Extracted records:
* * *

Issue #809, opened 2026-08-10
feat: support sunburst and icicle charts


jooyoungseo:
## Description

Sunburst (radial) and icicle (rectangular) charts show the same hierarchical part-of-whole data as a treemap, laid out differently. Plotly, ECharts, amCharts and Vega-Lite all produce them; MAIDR reads none.

## Relationship to the treemap issue

The data model is identical — a tree with a magnitude per node. Once hierarchical navigation exists for treemaps, these are close to free: the layout differs, the traversal does not.

They are filed separately because two things are genuinely their own:

- a sunburst is **radial**, so it inherits the angular-position work also needed by radar charts and by #780;
- an icicle reads as depth-ordered bands, which suggests defaulting the primary axis to depth rather than to sibling order.

## Suggested sequencing

Land treemap hierarchy first, then add these two as layouts over the same trace.

## Difficulty

Low-to-medium, conditional on the treemap work.

PR #849, opened 2026-08-12
feat(treemap): navigate the hierarchy as a hierarchy

### LINKED ISSUE #808: feat: support treemaps with hierarchical navigation
## Description

A treemap encodes a hierarchy as nested rectangles whose area is a magnitude. MAIDR cannot express it, because every trace today is a flat `(rows × cols)` grid — see `AbstractPlot.dimension` in `src/model/abstract.ts`.

## Why it is worth breaking that assumption

Hierarchy is one of the few chart structures where a non-visual reading can be **better** than the visual one. A sighted reader estimates areas and compares them badly; a screen-reader user given a tree can be told exact values and exact shares at every level. The tree-view metaphor is already familiar from file managers and outline views, so the interaction is not novel to the user even though it is novel to MAIDR.

## What has to be built

- A hierarchical position (path from root) alongside the existing row/column cursor.
- Down / up moves (enter a child, return to the parent) distinct from sibling moves.
- Announcements that carry depth and share: "Europe, 2.4 million, 31% of total, 5 children".
- A breadcrumb on entry so the reader knows where they are.

## Strategic value

This is the first of a family. Sunburst and icicle charts are the same model with a different layout, and the path/rotor work here is the groundwork for graph navigation (sankey, network diagrams).

## Difficulty

High. Worth staging: a depth-limited flat reading first, then true tree navigation.

jooyoungseo:
Closes #808. **First of tier C in #814**, and the groundwork the issue names for #809 sunburst.

## The assumption this breaks

Every trace in MAIDR is a flat `(rows × cols)` grid. A tree read as one becomes a list, and a list of thirty leaves says nothing about which three of them make up most of Europe — which is the whole content of the chart.

## The tree navigates as a tree, on the keys that already exist

Up returns to the parent, down enters the first child, left and right walk the siblings. That is the file-manager interaction, which is the one a reader already has — and the issue's own proposal, verbatim: *"Down / up moves (enter a child, return to the parent) distinct from sibling moves."*

**No new command, keybinding, ViewModel or movable class.** A node's address is `(depth, index-within-that-depth)`, and `MovableGraph` — which `LineTrace` already uses — navigates an arbitrary graph over such addresses. The whole hierarchy is a graph-building step in the model layer; nothing above the model changed.

Siblings link to each other and to nothing else, so the boundary holds in both places it can be crossed:

- **A single step.** Germany is depth 1 index 1; Japan is depth 1 index 2. On a flat grid, right from Germany lands in Asia and announces it as though it followed Germany. Here it is refused.
- **The jump to the extreme.** The same boundary, and the gap that shipped broken in hexbin and again in survival before being caught in review. `end` is the last *sibling*, not the last entry of the level.

A cousin is reached by going up, across and down, which is what the structure means.

## A chart a non-visual reading can do better

Comparing areas by eye is the standing criticism of the treemap. A reader walking this tree is told each node's **exact share of its parent** — the comparison the rectangles are drawn to support, and the one the eye estimates worst. The parent is named in the aside's label (`Share of Asia is 43.8%`) so terse mode, which drops aside labels, still says which whole the percentage is of.

## The hierarchy is a path, never a parent pointer

A path is acyclic by construction and cannot dangle — there is no id to point at a node that was never emitted. Every producer has one: a `d3.hierarchy` walk yields it directly and Plotly's `labels`/`parents` pair resolves to it. It is also the breadcrumb, so the reader is located out of the same field that placed them.

**Interior nodes need not be declared.** A treemap draws its leaves, so the example page declares ten countries and no continents at all; Asia, Africa and Europe exist because the leaves named them, and their totals are their children's. A *declared* total is kept even where it disagrees with that sum — a parent may carry mass no child accounts for, and correcting it would be inventing data.

## Pitch is scaled within the level

A tree's magnitudes fall by an order of magnitude per level. Scaled across the whole chart, France and Germany both sit on the floor of a range topped by Asia's 1577 and are indistinguishable — and the level a reader is walking is the one they are comparing. Per-depth scaling is what `LineTrace` already does per-row.

## Braille, and its real limit

One row per level, each scaled to itself. `docs/BRAILLE.md` says what the display **cannot** show rather than only what it does: a row is a sequence of cells, a level is a set of siblings belonging to different parents, and nothing in the dots marks where one parent's children end. A reader on the display alone would read a level as one run of magnitudes — the flat reading this trace exists to replace. The shape is the display's contribution; the structure is the announcement's.

## Verification

- `npm test` — **2485 + 73 passed**, 177 suites (28 new unit tests)
- `npx playwright test --project=chromium treemap` — **7 passed**

**Revert-checked, each mechanism separately:**

| Reverted | Fails |
|---|---|
| sibling-scoped `left`/`right` → depth neighbours | `right stops at the last sibling rather than entering a cousin` |
| sibling-scoped `start`/`end` → level extremes | both extreme tests |
| per-depth pitch → whole-tree pitch | `pitch is scaled within the level` |

One of those started out **not** discriminating, and it is the failure this roadmap has now produced five times: my first FORWARD-extreme test drove from Asia, whose last child *is* the last node of its level, so it returned the same answer with the boundary reverted. It now drives from Europe, and the test says in a comment why.

---


jooyoungseo:
This is right, and it is worse than a missing feature — it is a **keyboard trap**, which is a WCAG 2.1.2 failure in a library whose whole purpose is keyboard access. Fixed in eb2dc771.

I verified the chain rather than taking it on the description. `AbstractTrace.getExtremaTargets` returns `[]`, `GoToExtremaToggleCommand` gates only on `supportsExtremaNavigation()` → the flag, and `GoToExtrema.tsx` renders `null` on an empty target list. So `g` moved the reader into a scope with no dialog, no announcement, and arrow keys answering to a keymap that was no longer the tree's — and the exit is registered `showInHelp: false`. One detail beyond what you found: `AbstractTrace.navigateToExtrema` *throws* under exactly this condition, so the flag was arming a second failure behind the first.

The flag is now `false`. A tree has nothing to put in that dialog: every node is already one step from its parent and its siblings, and the largest leaf is in the description. Worth stating explicitly for anyone reading later, since the two are easy to conflate — **`supportsExtrema` does not gate `moveToExtreme`.** The Ctrl+arrow jump out to the branch root and in to the deepest descendant goes through the movable and is untouched; all four of its tests still pass.

**I had the same bug uncommitted in a second trace when your review arrived**, which is what decided the shape of the fix. Turning one flag off does nothing about the next trace, and this is invisible to every other kind of test: nothing crashes, nothing is announced, and the trace's own navigation tests all pass because they never enter the scope. So `test/model/extremaContract.test.ts` pins the invariant across `src/model/` — a trace that sets the flag must declare the method. Every existing trace already satisfies it; your list of nine implementers and ten opt-outs is exactly what it reproduces.

That test also caught itself being wrong, which is worth recording. The first version asked whether the file *contains* the string `getExtremaTargets`, and it passed with the flag deliberately turned back on — because the comment I had just written explaining why the flag is off names the method. It now requires a declaration (`public`/`override`/`protected` … `getExtremaTargets(`), and a second case pins that distinction using the treemap itself, which is the one file where mention and declaration disagree.

Green: `lint:fix`, `type-check`, `build`, **2488 + 73** unit and component tests across 178 suites, and the 7 treemap e2e specs.

---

* * *

WHAT IS REQUIRED: Each line of the data must be retyped exactly as written.

RESPONSE:
Issue #809, opened 2026-08-10
feat: support sunburst and icicle charts


jooyoungseo:
## Description

Sunburst (radial) and icicle (rectangular) charts show the same hierarchical part-of-whole data as a treemap, laid out differently. Plotly, ECharts, amCharts and Vega-Lite all produce them; MAIDR reads none.

## Relationship to the treemap issue

The data model is identical — a tree with a magnitude per node. Once hierarchical navigation exists for treemaps, these are close to free: the layout differs, the traversal does not.

They are filed separately because two things are genuinely their own:

- a sunburst is **radial**, so it inherits the angular-position work also needed by radar charts and by #780;
- an icicle reads as depth-ordered bands, which suggests defaulting the primary axis to depth rather than to sibling order.

## Suggested sequencing

Land treemap hierarchy first, then add these two as layouts over the same trace.

## Difficulty

Low-to-medium, conditional on the treemap work.

PR #849, opened 2026-08-12
feat(treemap): navigate the hierarchy as a hierarchy

### LINKED ISSUE #808: feat: support treemaps with hierarchical navigation
## Description

A treemap encodes a hierarchy as nested rectangles whose area is a magnitude. MAIDR cannot express it, because every trace today is a flat `(rows × cols)` grid — see `AbstractPlot.dimension` in `src/model/abstract.ts`.

## Why it is worth breaking that assumption

Hierarchy is one of the few chart structures where a non-visual reading can be **better** than the visual one. A sighted reader estimates areas and compares them badly; a screen-reader user given a tree can be told exact values and exact shares at every level. The tree-view metaphor is already familiar from file managers and outline views, so the interaction is not novel to the user even though it is novel to MAIDR.

## What has to be built

- A hierarchical position (path from root) alongside the existing row/column cursor.
- Down / up moves (enter a child, return to the parent) distinct from sibling moves.
- Announcements that carry depth and share: "Europe, 2.4 million, 31% of total, 5 children".
- A breadcrumb on entry so the reader knows where they are.

## Strategic value

This is the first of a family. Sunburst and icicle charts are the same model with a different layout, and the path/rotor work here is the groundwork for graph navigation (sankey, network diagrams).

## Difficulty

High. Worth staging: a depth-limited flat reading first, then true tree navigation.

jooyoungseo:
Closes #808. **First of tier C in #814**, and the groundwork the issue names for #809 sunburst.

## The assumption this breaks

Every trace in MAIDR is a flat `(rows × cols)` grid. A tree read as one becomes a list, and a list of thirty leaves says nothing about which three of them make up most of Europe — which is the whole content of the chart.

## The tree navigates as a tree, on the keys that already exist

Up returns to the parent, down enters the first child, left and right walk the siblings. That is the file-manager interaction, which is the one a reader already has — and the issue's own proposal, verbatim: *"Down / up moves (enter a child, return to the parent) distinct from sibling moves."*

**No new command, keybinding, ViewModel or movable class.** A node's address is `(depth, index-within-that-depth)`, and `MovableGraph` — which `LineTrace` already uses — navigates an arbitrary graph over such addresses. The whole hierarchy is a graph-building step in the model layer; nothing above the model changed.

Siblings link to each other and to nothing else, so the boundary holds in both places it can be crossed:

- **A single step.** Germany is depth 1 index 1; Japan is depth 1 index 2. On a flat grid, right from Germany lands in Asia and announces it as though it followed Germany. Here it is refused.
- **The jump to the extreme.** The same boundary, and the gap that shipped broken in hexbin and again in survival before being caught in review. `end` is the last *sibling*, not the last entry of the level.

A cousin is reached by going up, across and down, which is what the structure means.

## A chart a non-visual reading can do better

Comparing areas by eye is the standing criticism of the treemap. A reader walking this tree is told each node's **exact share of its parent** — the comparison the rectangles are drawn to support, and the one the eye estimates worst. The parent is named in the aside's label (`Share of Asia is 43.8%`) so terse mode, which drops aside labels, still says which whole the percentage is of.

## The hierarchy is a path, never a parent pointer

A path is acyclic by construction and cannot dangle — there is no id to point at a node that was never emitted. Every producer has one: a `d3.hierarchy` walk yields it directly and Plotly's `labels`/`parents` pair resolves to it. It is also the breadcrumb, so the reader is located out of the same field that placed them.

**Interior nodes need not be declared.** A treemap draws its leaves, so the example page declares ten countries and no continents at all; Asia, Africa and Europe exist because the leaves named them, and their totals are their children's. A *declared* total is kept even where it disagrees with that sum — a parent may carry mass no child accounts for, and correcting it would be inventing data.

## Pitch is scaled within the level

A tree's magnitudes fall by an order of magnitude per level. Scaled across the whole chart, France and Germany both sit on the floor of a range topped by Asia's 1577 and are indistinguishable — and the level a reader is walking is the one they are comparing. Per-depth scaling is what `LineTrace` already does per-row.

## Braille, and its real limit

One row per level, each scaled to itself. `docs/BRAILLE.md` says what the display **cannot** show rather than only what it does: a row is a sequence of cells, a level is a set of siblings belonging to different parents, and nothing in the dots marks where one parent's children end. A reader on the display alone would read a level as one run of magnitudes — the flat reading this trace exists to replace. The shape is the display's contribution; the structure is the announcement's.

## Verification

- `npm test` — **2485 + 73 passed**, 177 suites (28 new unit tests)
- `npx playwright test --project=chromium treemap` — **7 passed**

**Revert-checked, each mechanism separately:**

| Reverted | Fails |
|---|---|
| sibling-scoped `left`/`right` → depth neighbours | `right stops at the last sibling rather than entering a cousin` |
| sibling-scoped `start`/`end` → level extremes | both extreme tests |
| per-depth pitch → whole-tree pitch | `pitch is scaled within the level` |

One of those started out **not** discriminating, and it is the failure this roadmap has now produced five times: my first FORWARD-extreme test drove from Asia, whose last child *is* the last node of its level, so it returned the same answer with the boundary reverted. It now drives from Europe, and the test says in a comment why.

---


jooyoungseo:
This is right, and it is worse than a missing feature — it is a **keyboard trap**, which is a WCAG 2.1.2 failure in a library whose whole purpose is keyboard access. Fixed in eb2dc771.

I verified the chain rather than taking it on the description. `AbstractTrace.getExtremaTargets` returns `[]`, `GoToExtremaToggleCommand` gates only on `supportsExtremaNavigation()` → the flag, and `GoToExtrema.tsx` renders `null` on an empty target list. So `g` moved the reader into a scope with no dialog, no announcement, and arrow keys answering to a keymap that was no longer the tree's — and the exit is registered `showInHelp: false`. One detail beyond what you found: `AbstractTrace.navigateToExtrema` *throws* under exactly this condition, so the flag was arming a second failure behind the first.

The flag is now `false`. A tree has nothing to put in that dialog: every node is already one step from its parent and its siblings, and the largest leaf is in the description. Worth stating explicitly for anyone reading later, since the two are easy to conflate — **`supportsExtrema` does not gate `moveToExtreme`.** The Ctrl+arrow jump out to the branch root and in to the deepest descendant goes through the movable and is untouched; all four of its tests still pass.

**I had the same bug uncommitted in a second trace when your review arrived**, which is what decided the shape of the fix. Turning one flag off does nothing about the next trace, and this is invisible to every other kind of test: nothing crashes, nothing is announced, and the trace's own navigation tests all pass because they never enter the scope. So `test/model/extremaContract.test.ts` pins the invariant across `src/model/` — a trace that sets the flag must declare the method. Every existing trace already satisfies it; your list of nine implementers and ten opt-outs is exactly what it reproduces.

That test also caught itself being wrong, which is worth recording. The first version asked whether the file *contains* the string `getExtremaTargets`, and it passed with the flag deliberately turned back on — because the comment I had just written explaining why the flag is off names the method. It now requires a declaration (`public`/`override`/`protected` … `getExtremaTargets(`), and a second case pins that distinction using the treemap itself, which is the one file where mention and declaration disagree.

Green: `lint:fix`, `type-check`, `build`, **2488 + 73** unit and component tests across 178 suites, and the 7 treemap e2e specs.

---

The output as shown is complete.